日本共産党 田村智子
コラム

【13.06.18】「ブラック企業ではない」?ワタミの長時間労働

厚労委で残業年間480時間超の実態告発

日本共産党の「ブラック企業」実態告発第2弾。
インターネット投票でも「ブラック」第1位の称号を受けたワタミについて、厚生労働委員会でとりあげました。
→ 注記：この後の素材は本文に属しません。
PR #802, opened 2025-03-20
Exports class symbol, to be usable in dynamic libraries.

andre-caldas:
FIXED: gcc "undefined reference" errors.

I was getting:
```
undefined reference to `gismo::gsNurbsBasis<double>::knots()'
```
This fixes the problem.

I do not know if there are other classes that need this same fix.

### DIFF
--- a/src/gsNurbs/gsNurbsBasis.h
+++ b/src/gsNurbs/gsNurbsBasis.h
@@ -36,7 +36,7 @@ namespace gismo
 */
 
 template<class T>
-class gsNurbsBasis : public gsRationalBasis<gsBSplineBasis<T> >
+class GISMO_EXPORT gsNurbsBasis : public gsRationalBasis<gsBSplineBasis<T> >
 {
 public:
 


filiatra:
Thnx this is probably a problem only with the gsNurbsBasis class.
There is a warning related to that.
I will check more and get back to this PR.

The warning on GCC is:
```
In file included from gismo/stable/src/gsNurbs/gsNurbsBasis_.cpp:5:
gismo/stable/src/gsNurbs/gsNurbsBasis.h:209:23: warning: type attributes ignored after type is already defined [-Wattributes]
  209 | EXTERN_CLASS_TEMPLATE gsNurbsBasis<real_t>;
      |                       ^~~~~~~~~~~~~~~~~~~~
```

andre-caldas:
> There is a warning related to that.

Very true. I had forgotten about the warning.
GS+mo has a seemingly very clever (I don't really thought about it in deep) way of avoiding the ".hpp" files when linking to the dynamic library. As far as I remember, the warning is caused because a class instatiation that appears after `class gsNurbsBasis` uses `CLASS_TEMPLATE_INST` (and therefore `GISMO_EXPORT`), giving the attribute `(visibility("default"))` to the instantiation without the same attribute being present in the class definition.

andre-caldas:
> As far as I remember, the warning is caused because a class instatiation that appears after `class gsNurbsBasis` uses `CLASS_TEMPLATE_INST` (and therefore `GISMO_EXPORT`), giving the attribute `(visibility("default"))` to the instantiation without the same attribute being present in the class definition.

I suppose this trick of undefining `EXTERN_CLASS_TEMPLATE` should be re-thought. Maybe all those macros should be defined in the same place where `GISMO_BUILD_LIB` is. With the same logic, but no hacks.

filiatra:
This is fixed in PR #811, so closing.

PR #809, opened 2025-04-03
Update CMakeLists.txt

mmoelle1:
CMake 4.x removes support for CMake <3.5


filiatra (approved):
To fix this we use the new syntax of CMake to define a range:

```
if(CMAKE_VERSION VERSION_LESS "3.19")
  cmake_minimum_required(VERSION 2.8.12)
else()
  cmake_minimum_required(VERSION 3.1...3.10)
endif()
```

PR #820, opened 2025-06-07
Introduce C++11 range-based for loops for domain (element) iterators. Fully parallel will openmp

filiatra:


src/gsDomain/gsDomain.h
```diff
@@ -163,6 +176,41 @@ class gsDomain
...
+            iterator domIt = iterator(new gsDomainIteratorEnd<T>(0));
+            return ElementRange( domIt, domIt );
+        }
+#else
+        return ElementRange( beginAll(), endAll() );
+#endif
+    }
+
+    // TO DO:
+    //GISMO_ELEMENT_RANGE_LOOP(allElements, numElements, beginAll, endAll)
```
hverhelst, line 210: Are those a WIP for this PR?

src/gsAssembler/gsExprAssembler.h
```diff
@@ -1586,13 +1564,7 @@ void gsExprAssembler<T>::quPointsWeights(std::vector<gsMatrix<T> >&  cPoints, st
...
 
         // Start iteration over elements of patchInd
-        // use parallel for instead
-#       ifdef _OPENMP
-        domIt += tid;
-        for ( ; domIt<domItEnd; domIt+=nt )
-#       else
-        for (; domIt<domItEnd; ++domIt )
-#       endif
+        for (; domIt<domItEnd; ++domIt ) //todo: parallelize
```
hverhelst: Why don't we use the `for ( auto & elem : m_exprdata->domain().allElements() )` here?

hverhelst (approved):

src/gsDomain/gsDomain.h
filiatra: It is a n idea to do these macros, but on the other hand for boundary elements etc we should probably parallelize accros all patches, which needs more thinking.
So it is not for this PR.

src/gsAssembler/gsExprAssembler.h
filiatra: yes we can, but the function is not correctly parallelized right now (the "count" assumes 1 process).

PR #830, opened 2025-07-21
Fix bug in _expr.npart()

ckarampa:
Fixes a minor bug in the negative part expression's return type. 

### FIX:
* Updated the return type of the `npart` method to use `_expr<Scalar, true>` instead of double, for type consistency.

### IMPROVED:
* Corrected the documentation for the `sqr` method "square" (component-wise) of the expression instead of "square root".

request:
-----


filiatra (changes requested):
Thnx, adding a small unittest will ensure that this will keep working OK in the future.

filiatra (approved):

PR #831, opened 2025-08-12
Add merge function for `gsHTensorBasis`

hverhelst:
Adds a merge function for `gsHTensorBasis`:
```c++
gsHTensorBasis<2> hbasis1(tbasis1);
gsHTensorBasis<2> hbasis2(tbasis2);
hbasis1.merge(hbasis2);
```
This function allows to generate a "union" tree between two `gsHTensorBasis` objects.
Consequently, the function can be used to generate an integration domain for fields represented on two different `gsHTensorBasis` objects.

Test is still missing, but in general we lack tests for `gsHTensorBasis`. Do you have any suggestion, @filiatra @MatuTia @osmihran @dominik-mokris-mtu @AndreaBressan ?

----

NEW:
Merge function for `gsHTensorBasis`

IMPROVED:

FIXED: 

API:

-----

request:
-----


AndreaBressan:
Hi Hugo,

I think the function is fine, but merge for me sounds too much like set union whereas the function transforms the object to the coarsest common refinement of the two bases. What do you think of something along the lines

refine_at_least_as
make_as_fine_as

?

Best and have a nice vacation

Andrea

MatuTia:
Hi Hugo,

I have few questions regarding the function.

- Are we interested in the real types of bases involved? I mean, should the function work if the real types of bases are different? 

In case bases share the real type
- Should merging a base with a copy of itself return the base itself?
- Should `this.merge(other) == other.merge(this)`? In my opinion a function called `merge` should have this property.

However, I have some doubts about what the purpose of the function is, and thus I am out of context.

Best,

Mattia

src/gsDomain/gsHTree.hpp
```diff
@@ -220,6 +220,83 @@ gsHTree<d, Z>::insertBox ( point const & k1, point const & k2,
...
+
+    while (!stack.empty())
+    {
+        std::pair<node*, const node*> current = stack.top();
+        stack.pop();
+
+        node* thisNode = current.first;
+        const node* otherNode = current.second;
+
+        // Case 1: other is a split node, but this is a leaf
```
dominik-mokris-mtu: In G+Smo, we number from 0. (-:

dominik-mokris-mtu:
Hello everyone,
what I'm missing is the explanation "why you'd like us to include them".

When we understand the usecase, we should be in a better position to judge the function (even though it looks already quite good as it is).

hverhelst:
@AndreaBressan @MatuTia @dominik-mokris-mtu , thanks for your comments!
I revised the implementation (simplified A LOT).
There is also a test, an example and the PR description motivates why we want this (@dominik-mokris-mtu ).
The function also has a `static` version (allowing `merge(basis1,basis2)`) and the property `basis1.merge(basis2)==basis2.merge(basis2)` is tested in the test `MergeIsCommutative`. I assume the real types are the same for both bases (@MatuTia ).
The name `merge` is kept for now, @AndreaBressan , but still not decided.

CC @filiatra

filiatra (approved):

私たちが国会で個別の企業での労働問題をとりあげる場合、労働者からの告発を直接にお聞きすることが基本です。
私たち自身で、労働時間や給料など事実を確認して、これは法令違反が相当に疑われる、指導が必要だと確信を持つからこそ、一歩もひかない告発・追及ができるのです。
今回も、党東京都委員会の「雇用と就活対策室」が、ワタミで正社員として働いていた男性から話を聞き、労働時間や給料明細をみせてもらったうえでの質問となりました。

年間480時間を大きく超える時間外労働。
大臣告示では、時間外労働は「月45時間、年間360時間を超えてはならない」としています。
これを100時間以上超える長時間労働。

給料明細では、残業代は割増し賃金として払われているのに、これだけ残業しても月20万円そこそこの給料。
「重複等調整」という項目で働いた分の賃金がマイナスになっている月が多いためです。
あらかじめ残業時間込みで基本給を決めている、月の労働時間があるラインを越えなければ(もちろん8時間+時間外労働)、その分の賃金を差し引くという仕組みのようです。

ワタミは、26歳の女性が就職2ヶ月で自ら命を絶ち、今年2月、過労自殺として労災認定されるという事件が起きています。
この女性は、月140時間、2ヶ月で227時間の時間外労働をしていました。
休日も、渡邉会長の著作などの研修に参加し、またレポート作成で追い込まれていたことも明らかになりました。
事件後、通常の労働時間外の研修・レポート作成をあらためたと報道されていましたが、「今も続いている」と元正社員の男性。

こうした実態がありながら、渡邉美樹氏は自身の公式ホームページの労働時間について、次のように記述しています。
「時間外労働時間については、ワタミの外食事業の平成24年度月平均は38.1時間。これは、36協定で定めた上限45時間を下回っています。」
平均と上限は違います。平均38時間とすれば、12倍して年間456時間。
大臣告示の時間外労働は「年間360時間を超えてはならない」をはるかに超えています。

「HPでこのように大臣告示をゆがめて、長時間労働を開き直っている。厚労省としてこれは指導が必要ではないか」
「渡邉氏のHPには、自民党参議院比例区(全国)支部長と大きく打ち出してある。大臣として直接にものをいうべきではないのか」

ワタミを名指ししたところで、議場の空気は少し変わりました。
大臣・副大臣は「苦笑い」で下を向く。民主党席からは「お〜」というような声。
さすがに厳粛な面持ちでの答弁となりました。
個別企業については答弁できないとしつつ、「長時間労働の是正に努める」という主旨。

本当は予算委員会で安倍総理を質したいところです。
安倍総理自ら「比例代表での立候補を」と要請したのですから。
「アベノミクス」とは、企業が世界で一番活動しやすい国をつくること。
そのためには、長時間労働で使いつぶされる労働者がいようとも、起業家として名を売る渡邉美樹氏を担ぎ上げる。
長時間労働・「使い捨て労働」に声をあげる者たちへの宣戦布告ともいえるやり方です。
正面から対決するのは日本共産党、この構図がはっきりと見えてきました。